[Exercise prompt]
Search the records for the word "getTagValue" and pick out every line that has it.

====== Data provided ======

PR #138, opened 2022-04-19
Adding peg prices mechanism

dievazqu:


src/helpers/TokenInfoCache.ts
```diff
@@ -41,6 +42,10 @@ class TokenInfoCache {
   getTokensAddresses() {
     return Object.keys(this.tokensInfo)
   }
+
+  getTokensInfo() {
+    return Object.assign([], this.tokensInfo)
```
gnardini, line 47: Hmm, why are we doing this? `this.tokensInfo` is an object but we're assigning it to an array?

gnardini (approved):
Small confusion and a nit, but looks great other than that 😄

src/helpers/TokenInfoCache.ts
dievazqu: My bad, it should be `Object.values(this.tokensInfo)`

PR #148, opened 2022-05-16
Add Sentry support

silasbw:


src/index.ts
```diff
@@ -132,6 +160,27 @@ async function main() {
   await apolloServer.start()
   apolloServer.applyMiddleware({ app, path: GRAPHQL_PATH })
 
+  if (sentryEnabled) {
+    // The Sentry error handler must be before any other error middleware and
+    // after all controllers
+    app.use(Sentry.Handlers.errorHandler())
+  }
+
+  app.use(
```
silasbw, line 169: ...i didn't see a pre-existing default error handler.

src/index.ts
```diff
@@ -80,6 +86,30 @@ async function parseArgs() {
...
+      integrations: [
+        // enable HTTP calls tracing
+        new Sentry.Integrations.Http({ tracing: true }),
+        // enable Express.js middleware tracing
+        new Tracing.Integrations.Express({ app }),
+      ],
+
+      // Set tracesSampleRate to 1.0 to capture 100%
+      // of transactions for performance monitoring.
+      // We recommend adjusting this value in production
```
cajubelt, line 106: should this be an environment variable too so we can set it lower for production?

cajubelt (approved):

src/index.ts
silasbw: Maybe?  I'm hoping we can just keep it at 100% (like we do for valora-rest-api).

PR #154, opened 2022-05-17
Upgrade alfajores to Node 16

silasbw:
Temporarily drop node engines semver while we run on Node 16 in alfajores and
Node 12 in mainnet.


jeanregisser (approved):
🚀

dievazqu (approved):

PR #156, opened 2022-05-18
Add Sentry tracesSampleRate CLI option and configure for 0.5

silasbw:


silasbw:
We're pushing too much to Sentry:

  https://sentry.io/organizations/valora-inc/stats/?dataCategory=transactions

dievazqu (approved):

Issue #347, opened 2017-06-14
Inspection ports are deleted in the SDN controller only if it supports port group


emanoelxavier:
Currently the task DeleteInspectionPortTask task is only being executed if the SDN controller supports port group. This task should be included for ALL sdn controllers.

arvindn05:
Should be fixed as part of the SFC feature.

arvindn05:
@dmitryintel DeleteSvaServerAndDAIMetaTask has this check

arvindn05:
@mrajora-1 please test after dmitrys changes and close

mrajora-1:
Tested and verified earlier right after the fix but do not remember the build. Verified with NSC and SFC.

PR #483, opened 2017-09-20
Launch the inspection port removal task unconditionally.

dmitryintel:
Intends to fix issue 347; 
https://github.com/opensecuritycontroller/osc-core/issues/347


osc-server/src/main/java/org/osc/core/broker/service/tasks/conformance/openstack/deploymentspec/OsDAIConformanceCheckMetaTask.java
```diff
@@ -66,6 +66,9 @@
     DeleteSvaServerTask deleteSvaServerTask;
 
     @Reference
+    DeleteInspectionPortTask deleteInspectionPortTask;
```
arvindn05: you might get an NPE for this task as its not part of the create constructor on line 132

PR #485, opened 2017-09-20
Fix Openstack api calls

arvindn05:
fix issue where unsuccessful plugin uploads are not being deleted in import plugin service
fix issue where stale management port is being used to allocate floating ip resulting in error
Fix issue in create server call where the management port is not the first port attached to the server

Update the openstack4j facades to log for null/not found, throw exceptions/handle in case expected not null values are null

Where ever null is expected state, not adding explicit log messages and making sure the calling code handles the null state.

For List API's always adding the log messages in case of empty results.


osc-server/src/main/java/org/osc/core/broker/rest/client/openstack/openstack4j/Openstack4JNeutron.java
```diff
@@ -149,13 +164,21 @@ public String getNetworkPortRouterDeviceId(String projectId, String region, Port
 
     private List<? extends Port> listPorts(String region, String projectId, String networkId) {
         getOs().useRegion(region);
-        return getOs().networking().port().list(PortListOptions.create().networkId(networkId).tenantId(projectId));
+        List<? extends Port> portList = getOs().networking().port().list(PortListOptions.create().networkId(networkId).tenantId(projectId));
+        if (CollectionUtils.isEmpty(portList)) {
+            log.info(String.format("No ports found in network: %s for project: %s in region: %s", networkId, projectId,
```
emanoelxavier: Should we return `CollectionUtils.emptyIfNull(x)` for everything that returns a collection? Since this is our library/package we can guarantee that we never return null which facilitates for callers not needing to do null checks. This design expectation/restriction also simplifies the unit testing of the callers (each condition/check for every place this is called adds to a unit test). So instead we can add the expectation enforcement here with a single unit test for this method that fails if this method returns null when its dependency/mocked call returns null.

arvindn05: the openstack4j code already does this for the list calls for most part. This is just a additional check on our side for the log message.
For other getPort or getXXX() calls we need to handle null since that is the return value from openstack4j in case of any error or if the entity is not found.

emanoelxavier: I see so we dont need to do null checks on the caller side? If there is a bug on their library or somehow this changes I still think we should add emptyIfnull here though this way the control is on our code. For APIs returning a single object it makes sense to be null if not found.

arvindn05: We will end up with a lot of return types which looks like this....not sure if its worth it. I can update if you feel strongly that this would help going forward...let me know
(Set<String>) CollectionUtils.emptyIfNull(this.regions)
(List<? extends Server>) CollectionUtils.emptyIfNull(serverList)

arvindn05:
@karimull @larkinscarvalho Please let me know if you see anything which needs to be changed.

PR #487, opened 2017-09-22
Update OSC code for SDN controller API changes

arvindn05:
Updated OSC code for SDN Controller Changes https://github.com/opensecuritycontroller/sdn-controller-api/pull/36

Added inspectionHookId to vm port. This will store the flow classifier in case of networking sfc

Updated the tasks to remove checks for port group support if they are not applicable
Updated tasks to add placeholders for sfc calls once we have the entities defined on osc

**The build fails because the SDN controller api changes are not checked in.** We need to checkin these and api and plugins changes at the same time. once this code is approved, i will start the series of checkins

### DIFF
--- a/osc-server/src/main/java/org/osc/core/broker/service/tasks/conformance/openstack/securitygroup/VmPortHookCreateTask.java
+++ b/osc-server/src/main/java/org/osc/core/broker/service/tasks/conformance/openstack/securitygroup/VmPortHookCreateTask.java
@@ -16,7 +16,6 @@
  *******************************************************************************/
 package org.osc.core.broker.service.tasks.conformance.openstack.securitygroup;
 
-import java.util.Arrays;
 import java.util.Set;
 
 import javax.persistence.EntityManager;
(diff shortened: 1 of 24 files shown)


arvindn05:
@emanoelxavier please look over this change. we can discuss on a call.

osc-server/src/main/java/org/osc/core/broker/service/tasks/conformance/openstack/securitygroup/VmPortHookCreateTask.java
```diff
@@ -90,21 +88,10 @@ public void executeTransaction(EntityManager em) throws Exception {
...
-                            this.securityGroupInterface.getTagValue(), encapsulationType,
-                            this.securityGroupInterface.getOrder(), FailurePolicyType.valueOf(this.securityGroupInterface.getFailurePolicyType().name()));
-                }
-            } else {
-                controller.installInspectionHook(Arrays.asList(new NetworkElementImpl(this.vmPort)),
-                        new DefaultInspectionPort(ingressPort, egressPort, null),
-                        this.securityGroupInterface.getTagValue(), encapsulationType,
-                        this.securityGroupInterface.getOrder(), FailurePolicyType.valueOf(this.securityGroupInterface.getFailurePolicyType().name()));
-            }
+            controller.installInspectionHook(new NetworkElementImpl(this.vmPort),
```
emanoelxavier: Who is now running the previous code?

PR #490, opened 2017-09-24
K8s sync sg label tasks

dmitryintel:
So far test data only


emanoelxavier:
@dmitryintel I am picking this up now from this point. I will send a new PR including these commits and the rest. Thx.

emanoelxavier:
Included on #491

PR #491, opened 2017-09-25
Adding tasks and metatasks to syncronize k8s security group members

emanoelxavier:


emanoelxavier:
This includes #490

osc-server/src/main/java/org/osc/core/broker/service/tasks/conformance/k8s/securitygroup/CreateK8sLabelPodTask.java
```diff
@@ -0,0 +1,121 @@
...
+        Pod existingPod = PodEntityMgr.findExternalId(em, this.k8sPod.getUid());
+        SecurityGroup thisSG = this.label.getSecurityGroupMembers().iterator().next().getSecurityGroup();
+
+        if (existingPod != null) {
+            for (Label existingPodLabel : existingPod.getLabels()) {
+                if (existingPodLabel.getMarkedForDeletion() == true) {
+                    continue;
+                }
+
+                for (SecurityGroupMember sgm : existingPodLabel.getSecurityGroupMembers()) {
```
dmitryintel: Say the sgm is not a part of thisSG. Who could have marked it for deletion. Is it still locked by that other task right now? And if not, does that mean the other task has completed without actually deleting

emanoelxavier: It could be part of another SG that is either in the process of deletion of whose deletion failed to finish. The user could have triggered the deletion.

osc-server/src/main/java/org/osc/core/broker/service/tasks/conformance/k8s/securitygroup/DeleteK8sLabelPodTask.java
```diff
@@ -0,0 +1,77 @@
...
+        OSCEntityManager<Pod> dsEmgr = new OSCEntityManager<Pod>(Pod.class, em, this.txBroadcastUtil);
+        this.pod = dsEmgr.findByPrimaryKey(this.pod.getId());
+
+        // If the pod contains any label that is not the same as this label, do not delete the pod. NOOP
+        if (this.pod.getLabels().stream().anyMatch(label -> !label.getValue().equals(this.label.getValue()))) {
+            LOG.info(String.format("The pod %s is associated with another security group member. Skipping deletion.", this.pod.getName()));
+            return;
+        }
+
+        OSCEntityManager.delete(em, this.pod.getPorts().iterator().next(), this.txBroadcastUtil);
```
dmitryintel: This here assumes a single podPort per pod. Works in this setup, but an assumption it is

emanoelxavier: Correct, currently k8s only supports one port.

osc-server/src/main/java/org/osc/core/broker/service/tasks/conformance/openstack/securitygroup/SecurityGroupMemberDeleteTask.java
```diff
@@ -75,7 +78,24 @@ public void executeTransaction(EntityManager em) throws Exception {
             }
             this.log.info("Deleting Security Group member from " + this.sgm.getSecurityGroup().getName());
 
-        } else if (this.sgm.getType() == SecurityGroupMemberType.NETWORK) {
+        } else if (this.sgm.getType() == SecurityGroupMemberType.LABEL) {
+            Label label = this.sgm.getLabel();
+
+            if (label.getSecurityGroupMembers().size() == 1) {
+                this.log.info("No other references to Label found. Deleting Label " + label.getValue());
+                for (Pod pod : label.getPods()) {
```
dmitryintel: What if pod is associated to another unprotected label?

PR #499, opened 2017-09-28
Create packages for SFC code and refactor network element

arvindn05:
Create packages for SFC code
Create update service function chain task

Refactor code so folks can add code in right places


arvindn05:
@emanoelxavier please look at this since i did make changes to delete podnetwork impl and other port group related items

PR #500, opened 2017-09-28
Using the correct domain when deleting the port group

emanoelxavier:


emanoelxavier:
@dmitryintel please take a look at this PR when you have a chance.

PR #510, opened 2017-10-03
Check for Deleting DA which is binded to SFC, if  binded should throw an…

karimull:
… exception

### DIFF
--- a/osc-server/src/main/java/org/osc/core/broker/service/DeleteDistributedApplianceService.java
+++ b/osc-server/src/main/java/org/osc/core/broker/service/DeleteDistributedApplianceService.java
@@ -120,7 +120,7 @@ implements DeleteDistributedApplianceServiceApi {
     @Override
     public BaseJobResponse exec(BaseDeleteRequest request, EntityManager em) throws Exception {
         if (this.validator == null) {
-            this.validator = new DeleteDistributedApplianceRequestValidator(em);
+            this.validator = new DeleteDistributedApplianceRequestValidator(em, apiFactoryService);
         }
 
         UnlockObjectMetaTask ult = null;
--- a/osc-server/src/main/java/org/osc/core/broker/service/DeleteDistributedApplianceService.java
+++ b/osc-server/src/main/java/org/osc/core/broker/service/DeleteDistributedApplianceService.java
@@ -120,7 +120,7 @@ implements DeleteDistributedApplianceServiceApi {
     @Override
     public BaseJobResponse exec(BaseDeleteRequest request, EntityManager em) throws Exception {
         if (this.validator == null) {
-            this.validator = new DeleteDistributedApplianceRequestValidator(em, apiFactoryService);
+            this.validator = new DeleteDistributedApplianceRequestValidator(em);
         }
 
         UnlockObjectMetaTask ult = null;
--- a/osc-server/src/main/java/org/osc/core/broker/service/validator/DeleteDistributedApplianceRequestValidator.java
+++ b/osc-server/src/main/java/org/osc/core/broker/service/validator/DeleteDistributedApplianceRequestValidator.java
@@ -59,13 +59,10 @@ public class DeleteDistributedApplianceRequestValidator implements RequestValida
         }
         
         for (VirtualSystem vs : da.getVirtualSystems()) {
-            if (!this.apiFactoryService.supportsNeutronSFC(vs)) {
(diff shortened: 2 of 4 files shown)


osc-server/src/main/java/org/osc/core/broker/service/validator/DeleteDistributedApplianceRequestValidator.java
```diff
@@ -50,6 +57,18 @@ public DistributedAppliance validateAndLoad(BaseDeleteRequest request) throws Ex
                             + request.getId()
                             + " is not marked for deletion and force delete operation is applicable only for entries marked for deletion.");
         }
+        
+        for (VirtualSystem vs : da.getVirtualSystems()) {
+            if (!this.apiFactoryService.supportsNeutronSFC(vs)) {
```
arvindn05: we dont care about neutron sfc support. If the vs has a sfc attached to it, we can throw the exception

osc-server/src/main/java/org/osc/core/broker/service/validator/DeleteDistributedApplianceRequestValidator.java
```diff
@@ -50,6 +57,18 @@ public DistributedAppliance validateAndLoad(BaseDeleteRequest request) throws Ex
...
+             // if first virtual system is not neutronSFC break...
+                break; 
+            }
+            if (vs.getServiceFunctionChains().size() > 0) {
+                throw new VmidcBrokerValidationException("Distributed Appilance with ID " + request.getId()
```
arvindn05: can we make the exception message more explicit? specify the sfc name/id which they need to unbind and from which virtual system etc

Something along the lines of(without the abbreviations)
Cannot delete DA as one of the VS'es VSA is being referenced by SFCA

osc-server/src/main/java/org/osc/core/broker/service/validator/DeleteDistributedApplianceRequestValidator.java
```diff
@@ -59,13 +59,10 @@ public DistributedAppliance validateAndLoad(BaseDeleteRequest request) throws Ex
...
         for (VirtualSystem vs : da.getVirtualSystems()) {
-            if (!this.apiFactoryService.supportsNeutronSFC(vs)) {
-             // if first virtual system is not neutronSFC break...
-                break; 
-            }
             if (vs.getServiceFunctionChains().size() > 0) {
-                throw new VmidcBrokerValidationException("Distributed Appilance with ID " + request.getId()
-                        + " is binded to a service function chain, unbind to delete");
+                throw new VmidcBrokerValidationException("Cannot delete Distributed Appilance with ID " + request.getId()
+                        + " as its associated Virtual System : " + vs.getName() + " is beign referenced by Service Function Chain : " +
```
arvindn05: typo being

osc-server/src/main/java/org/osc/core/broker/service/DeleteDistributedApplianceService.java
```diff
@@ -120,7 +120,7 @@ public void completed(Job job) {
     @Override
     public BaseJobResponse exec(BaseDeleteRequest request, EntityManager em) throws Exception {
         if (this.validator == null) {
-            this.validator = new DeleteDistributedApplianceRequestValidator(em);
+            this.validator = new DeleteDistributedApplianceRequestValidator(em, apiFactoryService);
```
arvindn05: api factory service no longer used

osc-server/src/main/java/org/osc/core/broker/service/validator/DeleteDistributedApplianceRequestValidator.java
```diff
@@ -50,6 +57,15 @@ public DistributedAppliance validateAndLoad(BaseDeleteRequest request) throws Ex
                             + request.getId()
                             + " is not marked for deletion and force delete operation is applicable only for entries marked for deletion.");
         }
+        
+        for (VirtualSystem vs : da.getVirtualSystems()) {
+            if (vs.getServiceFunctionChains().size() > 0) {
+                throw new VmidcBrokerValidationException("Cannot delete Distributed Appilance with ID " + request.getId()
+                        + " as its associated Virtual System : " + vs.getName() + " is beign referenced by Service Function Chain : " +
```
arvindn05: typo in being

======

[Task response]
-                            this.securityGroupInterface.getTagValue(), encapsulationType,
-                        this.securityGroupInterface.getTagValue(), encapsulationType,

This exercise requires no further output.